Records excerpted from a collection:
*****
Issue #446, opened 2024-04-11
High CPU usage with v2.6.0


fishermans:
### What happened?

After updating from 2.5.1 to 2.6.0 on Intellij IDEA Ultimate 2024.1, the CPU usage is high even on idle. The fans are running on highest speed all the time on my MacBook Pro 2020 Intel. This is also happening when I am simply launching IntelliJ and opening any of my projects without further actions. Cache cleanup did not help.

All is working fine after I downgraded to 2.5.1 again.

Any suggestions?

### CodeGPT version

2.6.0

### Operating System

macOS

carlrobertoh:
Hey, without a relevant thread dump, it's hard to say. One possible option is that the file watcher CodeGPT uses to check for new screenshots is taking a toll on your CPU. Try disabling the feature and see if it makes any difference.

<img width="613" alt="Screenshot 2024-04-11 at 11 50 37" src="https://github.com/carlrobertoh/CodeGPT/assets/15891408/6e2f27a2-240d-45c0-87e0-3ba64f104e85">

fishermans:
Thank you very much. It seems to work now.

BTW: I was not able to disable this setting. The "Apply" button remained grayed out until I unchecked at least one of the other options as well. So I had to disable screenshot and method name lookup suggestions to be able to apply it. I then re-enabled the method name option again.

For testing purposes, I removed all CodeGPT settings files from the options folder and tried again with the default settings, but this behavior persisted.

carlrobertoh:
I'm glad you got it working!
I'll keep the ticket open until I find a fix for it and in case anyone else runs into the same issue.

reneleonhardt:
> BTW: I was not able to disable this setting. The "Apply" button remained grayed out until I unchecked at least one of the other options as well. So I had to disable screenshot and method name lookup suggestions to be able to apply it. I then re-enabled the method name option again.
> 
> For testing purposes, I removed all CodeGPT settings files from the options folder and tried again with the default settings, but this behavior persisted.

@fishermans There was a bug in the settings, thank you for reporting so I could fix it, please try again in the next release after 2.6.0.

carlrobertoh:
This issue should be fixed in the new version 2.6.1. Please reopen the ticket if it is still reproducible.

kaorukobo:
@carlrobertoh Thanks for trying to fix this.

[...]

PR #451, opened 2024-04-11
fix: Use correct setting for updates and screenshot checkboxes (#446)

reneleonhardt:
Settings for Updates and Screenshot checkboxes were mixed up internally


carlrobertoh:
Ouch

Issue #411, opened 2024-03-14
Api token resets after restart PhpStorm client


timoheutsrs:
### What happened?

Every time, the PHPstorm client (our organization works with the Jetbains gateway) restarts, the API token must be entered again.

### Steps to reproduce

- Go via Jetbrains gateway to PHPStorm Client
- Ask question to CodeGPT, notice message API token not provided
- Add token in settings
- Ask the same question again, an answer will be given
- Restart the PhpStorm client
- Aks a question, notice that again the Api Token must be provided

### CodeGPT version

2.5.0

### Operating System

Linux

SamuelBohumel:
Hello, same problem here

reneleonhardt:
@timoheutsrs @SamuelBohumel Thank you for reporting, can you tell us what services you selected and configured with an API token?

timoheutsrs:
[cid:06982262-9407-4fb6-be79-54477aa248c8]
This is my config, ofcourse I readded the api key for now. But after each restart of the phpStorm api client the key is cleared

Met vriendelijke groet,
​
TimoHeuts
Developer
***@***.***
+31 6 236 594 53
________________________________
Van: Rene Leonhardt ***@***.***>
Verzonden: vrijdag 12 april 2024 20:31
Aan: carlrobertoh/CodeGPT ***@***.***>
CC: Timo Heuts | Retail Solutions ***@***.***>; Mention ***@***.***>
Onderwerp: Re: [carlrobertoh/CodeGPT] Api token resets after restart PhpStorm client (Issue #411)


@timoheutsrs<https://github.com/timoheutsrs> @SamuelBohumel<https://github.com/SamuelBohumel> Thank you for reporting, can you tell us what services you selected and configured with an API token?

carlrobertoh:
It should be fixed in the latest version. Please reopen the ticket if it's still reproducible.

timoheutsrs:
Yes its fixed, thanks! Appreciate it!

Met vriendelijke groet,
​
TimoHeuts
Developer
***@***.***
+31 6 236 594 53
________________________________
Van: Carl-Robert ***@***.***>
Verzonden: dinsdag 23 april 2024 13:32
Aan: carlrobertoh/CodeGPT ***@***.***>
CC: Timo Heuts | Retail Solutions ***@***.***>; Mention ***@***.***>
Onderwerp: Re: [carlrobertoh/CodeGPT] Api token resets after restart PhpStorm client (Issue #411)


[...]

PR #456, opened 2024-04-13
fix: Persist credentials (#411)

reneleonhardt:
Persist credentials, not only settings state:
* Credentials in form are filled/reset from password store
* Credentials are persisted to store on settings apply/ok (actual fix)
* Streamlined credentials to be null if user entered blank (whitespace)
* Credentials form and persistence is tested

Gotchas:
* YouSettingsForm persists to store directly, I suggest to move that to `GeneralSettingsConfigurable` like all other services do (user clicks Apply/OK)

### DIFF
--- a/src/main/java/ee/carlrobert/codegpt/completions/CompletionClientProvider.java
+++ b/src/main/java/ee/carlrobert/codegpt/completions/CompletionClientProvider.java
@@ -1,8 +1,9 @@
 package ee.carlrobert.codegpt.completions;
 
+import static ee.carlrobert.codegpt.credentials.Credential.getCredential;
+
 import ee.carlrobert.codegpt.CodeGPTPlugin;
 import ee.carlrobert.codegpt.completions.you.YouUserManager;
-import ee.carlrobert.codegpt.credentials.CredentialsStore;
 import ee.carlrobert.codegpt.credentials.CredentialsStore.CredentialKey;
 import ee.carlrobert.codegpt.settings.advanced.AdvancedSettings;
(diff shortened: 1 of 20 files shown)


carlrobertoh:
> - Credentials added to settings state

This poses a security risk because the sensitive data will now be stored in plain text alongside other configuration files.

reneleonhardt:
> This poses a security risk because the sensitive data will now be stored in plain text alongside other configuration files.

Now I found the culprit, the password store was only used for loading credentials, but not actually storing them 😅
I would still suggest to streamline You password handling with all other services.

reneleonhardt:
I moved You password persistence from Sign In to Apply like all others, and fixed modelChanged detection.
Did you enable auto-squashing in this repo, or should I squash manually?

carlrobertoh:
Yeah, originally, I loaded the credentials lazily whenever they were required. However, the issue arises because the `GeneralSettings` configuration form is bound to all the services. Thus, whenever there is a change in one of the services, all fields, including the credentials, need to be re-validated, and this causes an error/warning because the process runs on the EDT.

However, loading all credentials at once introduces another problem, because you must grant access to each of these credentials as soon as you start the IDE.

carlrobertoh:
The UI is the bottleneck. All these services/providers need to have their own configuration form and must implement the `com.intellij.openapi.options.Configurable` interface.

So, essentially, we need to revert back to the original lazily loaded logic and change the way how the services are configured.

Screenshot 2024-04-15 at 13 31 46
*****
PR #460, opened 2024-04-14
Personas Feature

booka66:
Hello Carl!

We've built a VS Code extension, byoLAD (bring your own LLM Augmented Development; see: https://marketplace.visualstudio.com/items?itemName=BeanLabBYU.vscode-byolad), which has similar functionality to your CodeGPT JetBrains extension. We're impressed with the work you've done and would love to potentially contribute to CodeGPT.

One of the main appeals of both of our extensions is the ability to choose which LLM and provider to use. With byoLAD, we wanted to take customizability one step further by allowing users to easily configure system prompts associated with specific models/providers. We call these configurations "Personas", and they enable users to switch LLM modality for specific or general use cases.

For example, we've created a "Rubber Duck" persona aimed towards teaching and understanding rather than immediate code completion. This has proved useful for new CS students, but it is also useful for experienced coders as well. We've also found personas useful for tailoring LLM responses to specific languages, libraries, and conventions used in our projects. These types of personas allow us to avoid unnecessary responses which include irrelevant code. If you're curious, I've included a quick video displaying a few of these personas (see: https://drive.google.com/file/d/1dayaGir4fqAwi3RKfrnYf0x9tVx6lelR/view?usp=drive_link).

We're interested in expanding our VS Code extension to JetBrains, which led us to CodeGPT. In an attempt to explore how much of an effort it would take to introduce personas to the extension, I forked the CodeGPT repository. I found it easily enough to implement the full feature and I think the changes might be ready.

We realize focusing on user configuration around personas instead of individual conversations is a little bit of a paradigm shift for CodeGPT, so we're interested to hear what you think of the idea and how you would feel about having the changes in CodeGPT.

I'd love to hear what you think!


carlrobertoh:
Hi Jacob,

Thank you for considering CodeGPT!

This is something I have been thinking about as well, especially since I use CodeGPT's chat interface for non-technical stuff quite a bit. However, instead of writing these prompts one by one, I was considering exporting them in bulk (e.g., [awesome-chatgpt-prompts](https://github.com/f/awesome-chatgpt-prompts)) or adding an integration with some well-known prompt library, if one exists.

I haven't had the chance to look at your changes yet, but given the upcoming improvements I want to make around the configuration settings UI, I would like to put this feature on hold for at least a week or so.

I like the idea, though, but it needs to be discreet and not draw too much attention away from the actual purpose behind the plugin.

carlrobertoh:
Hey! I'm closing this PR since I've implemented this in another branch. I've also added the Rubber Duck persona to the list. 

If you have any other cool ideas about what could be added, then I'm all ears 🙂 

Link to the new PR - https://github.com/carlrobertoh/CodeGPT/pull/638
*****
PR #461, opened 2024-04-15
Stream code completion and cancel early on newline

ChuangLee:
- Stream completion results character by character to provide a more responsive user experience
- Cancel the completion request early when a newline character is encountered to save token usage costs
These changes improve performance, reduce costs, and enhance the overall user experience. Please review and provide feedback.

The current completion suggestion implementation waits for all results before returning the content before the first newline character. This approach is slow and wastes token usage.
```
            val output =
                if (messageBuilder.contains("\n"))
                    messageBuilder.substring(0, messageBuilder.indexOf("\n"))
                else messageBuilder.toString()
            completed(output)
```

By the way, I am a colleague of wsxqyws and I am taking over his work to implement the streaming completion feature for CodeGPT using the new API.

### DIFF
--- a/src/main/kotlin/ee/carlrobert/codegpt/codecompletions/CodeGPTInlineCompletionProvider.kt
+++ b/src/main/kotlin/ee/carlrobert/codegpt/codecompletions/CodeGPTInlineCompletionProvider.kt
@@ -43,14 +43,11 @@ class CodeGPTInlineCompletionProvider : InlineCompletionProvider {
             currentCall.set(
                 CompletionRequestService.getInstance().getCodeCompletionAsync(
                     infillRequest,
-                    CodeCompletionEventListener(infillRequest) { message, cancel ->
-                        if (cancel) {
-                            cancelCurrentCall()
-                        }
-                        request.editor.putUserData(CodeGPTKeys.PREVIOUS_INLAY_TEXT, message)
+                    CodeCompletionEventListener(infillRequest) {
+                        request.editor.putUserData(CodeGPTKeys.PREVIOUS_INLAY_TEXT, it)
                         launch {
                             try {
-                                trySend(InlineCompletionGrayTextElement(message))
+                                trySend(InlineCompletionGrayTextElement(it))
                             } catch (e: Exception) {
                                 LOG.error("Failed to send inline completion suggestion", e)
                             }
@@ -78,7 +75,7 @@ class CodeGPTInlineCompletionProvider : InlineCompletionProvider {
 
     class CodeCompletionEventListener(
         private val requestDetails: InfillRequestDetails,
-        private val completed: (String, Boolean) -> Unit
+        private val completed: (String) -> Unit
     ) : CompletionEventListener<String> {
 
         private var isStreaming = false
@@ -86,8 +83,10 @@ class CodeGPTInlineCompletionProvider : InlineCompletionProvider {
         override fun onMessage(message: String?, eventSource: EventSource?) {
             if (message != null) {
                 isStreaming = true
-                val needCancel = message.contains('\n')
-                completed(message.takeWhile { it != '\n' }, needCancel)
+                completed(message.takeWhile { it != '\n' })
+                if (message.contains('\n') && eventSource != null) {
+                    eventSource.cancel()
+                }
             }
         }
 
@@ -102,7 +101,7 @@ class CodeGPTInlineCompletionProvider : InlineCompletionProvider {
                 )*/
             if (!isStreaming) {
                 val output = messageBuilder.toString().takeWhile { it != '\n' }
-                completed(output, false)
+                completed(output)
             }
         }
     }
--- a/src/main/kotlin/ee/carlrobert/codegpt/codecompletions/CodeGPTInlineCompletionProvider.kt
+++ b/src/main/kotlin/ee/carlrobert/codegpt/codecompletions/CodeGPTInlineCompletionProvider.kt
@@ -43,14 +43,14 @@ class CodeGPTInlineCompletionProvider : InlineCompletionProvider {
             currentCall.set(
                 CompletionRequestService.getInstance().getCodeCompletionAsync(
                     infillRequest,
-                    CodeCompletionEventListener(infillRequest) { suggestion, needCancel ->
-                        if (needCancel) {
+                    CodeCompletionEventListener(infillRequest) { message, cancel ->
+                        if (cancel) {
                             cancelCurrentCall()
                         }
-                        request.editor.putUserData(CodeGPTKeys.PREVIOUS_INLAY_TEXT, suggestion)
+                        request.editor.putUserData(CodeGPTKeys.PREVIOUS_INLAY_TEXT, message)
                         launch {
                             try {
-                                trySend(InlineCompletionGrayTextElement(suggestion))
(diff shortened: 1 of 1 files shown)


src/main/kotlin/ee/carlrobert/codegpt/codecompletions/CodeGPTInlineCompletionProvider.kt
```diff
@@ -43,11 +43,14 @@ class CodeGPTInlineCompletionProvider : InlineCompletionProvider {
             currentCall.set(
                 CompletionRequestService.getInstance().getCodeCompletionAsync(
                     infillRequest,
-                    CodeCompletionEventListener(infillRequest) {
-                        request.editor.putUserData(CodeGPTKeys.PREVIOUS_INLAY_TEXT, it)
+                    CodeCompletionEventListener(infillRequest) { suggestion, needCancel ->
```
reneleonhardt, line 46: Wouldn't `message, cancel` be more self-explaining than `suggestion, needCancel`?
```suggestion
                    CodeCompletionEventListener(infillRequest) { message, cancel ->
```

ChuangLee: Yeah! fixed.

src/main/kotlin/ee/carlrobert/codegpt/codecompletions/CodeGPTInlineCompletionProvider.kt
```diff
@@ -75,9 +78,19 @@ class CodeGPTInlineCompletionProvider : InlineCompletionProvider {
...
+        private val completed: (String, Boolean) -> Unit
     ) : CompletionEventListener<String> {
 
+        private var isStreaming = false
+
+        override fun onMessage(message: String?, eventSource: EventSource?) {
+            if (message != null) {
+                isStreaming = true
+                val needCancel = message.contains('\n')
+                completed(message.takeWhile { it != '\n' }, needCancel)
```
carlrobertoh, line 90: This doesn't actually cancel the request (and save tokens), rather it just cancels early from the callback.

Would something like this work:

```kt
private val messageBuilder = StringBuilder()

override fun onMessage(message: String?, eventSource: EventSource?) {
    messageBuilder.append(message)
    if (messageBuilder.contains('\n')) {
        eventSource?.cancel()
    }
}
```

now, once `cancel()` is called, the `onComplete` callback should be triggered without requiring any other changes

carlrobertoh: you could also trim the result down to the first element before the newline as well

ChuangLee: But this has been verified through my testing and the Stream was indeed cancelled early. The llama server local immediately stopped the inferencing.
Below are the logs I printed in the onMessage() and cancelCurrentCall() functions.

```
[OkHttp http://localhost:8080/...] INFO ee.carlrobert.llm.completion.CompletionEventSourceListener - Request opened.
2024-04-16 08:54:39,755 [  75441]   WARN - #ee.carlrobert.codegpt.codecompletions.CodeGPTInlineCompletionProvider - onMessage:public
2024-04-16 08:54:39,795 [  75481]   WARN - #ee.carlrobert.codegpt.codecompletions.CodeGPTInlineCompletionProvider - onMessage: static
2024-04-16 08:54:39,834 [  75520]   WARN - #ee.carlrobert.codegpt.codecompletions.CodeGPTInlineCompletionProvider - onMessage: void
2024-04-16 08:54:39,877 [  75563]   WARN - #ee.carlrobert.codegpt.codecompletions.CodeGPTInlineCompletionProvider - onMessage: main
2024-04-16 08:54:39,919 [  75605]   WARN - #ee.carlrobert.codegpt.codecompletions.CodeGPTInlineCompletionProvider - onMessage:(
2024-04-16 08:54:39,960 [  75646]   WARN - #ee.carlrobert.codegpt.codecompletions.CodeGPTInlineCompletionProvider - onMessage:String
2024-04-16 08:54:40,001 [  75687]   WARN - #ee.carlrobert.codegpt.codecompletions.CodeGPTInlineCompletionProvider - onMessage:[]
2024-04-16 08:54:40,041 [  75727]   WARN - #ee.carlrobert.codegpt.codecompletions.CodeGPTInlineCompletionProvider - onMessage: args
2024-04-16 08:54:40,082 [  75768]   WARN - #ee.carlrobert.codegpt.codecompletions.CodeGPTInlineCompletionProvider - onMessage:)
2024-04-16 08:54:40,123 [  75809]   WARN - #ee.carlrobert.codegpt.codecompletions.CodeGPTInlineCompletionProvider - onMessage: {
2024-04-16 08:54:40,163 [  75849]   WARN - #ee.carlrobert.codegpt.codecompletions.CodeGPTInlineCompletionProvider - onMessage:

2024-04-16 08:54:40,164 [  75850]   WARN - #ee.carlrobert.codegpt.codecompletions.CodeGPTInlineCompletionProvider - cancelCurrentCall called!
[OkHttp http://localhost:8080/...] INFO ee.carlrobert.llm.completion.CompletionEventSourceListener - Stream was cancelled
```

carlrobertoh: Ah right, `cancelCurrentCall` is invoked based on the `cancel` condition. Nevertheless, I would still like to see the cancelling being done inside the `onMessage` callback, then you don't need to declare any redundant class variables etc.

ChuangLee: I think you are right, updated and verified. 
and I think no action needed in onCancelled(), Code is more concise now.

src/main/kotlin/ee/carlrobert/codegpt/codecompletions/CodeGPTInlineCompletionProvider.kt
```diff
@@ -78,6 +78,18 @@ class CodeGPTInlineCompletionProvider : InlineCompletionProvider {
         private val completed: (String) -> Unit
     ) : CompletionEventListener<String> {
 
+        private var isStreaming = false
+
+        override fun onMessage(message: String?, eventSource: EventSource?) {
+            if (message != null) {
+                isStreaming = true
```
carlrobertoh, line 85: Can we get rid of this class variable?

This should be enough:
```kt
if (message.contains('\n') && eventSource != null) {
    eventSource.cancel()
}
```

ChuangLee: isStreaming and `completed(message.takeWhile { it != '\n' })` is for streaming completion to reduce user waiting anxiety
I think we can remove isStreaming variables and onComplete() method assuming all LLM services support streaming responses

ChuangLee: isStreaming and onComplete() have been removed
*****
* _TASK BRIEF_
In the records above, find the lines containing "save" and copy them.

* _SOLUTION TO THE EXERCISE_
- Cancel the completion request early when a newline character is encountered to save token usage costs
carlrobertoh, line 90: This doesn't actually cancel the request (and save tokens), rather it just cancels early from the callback.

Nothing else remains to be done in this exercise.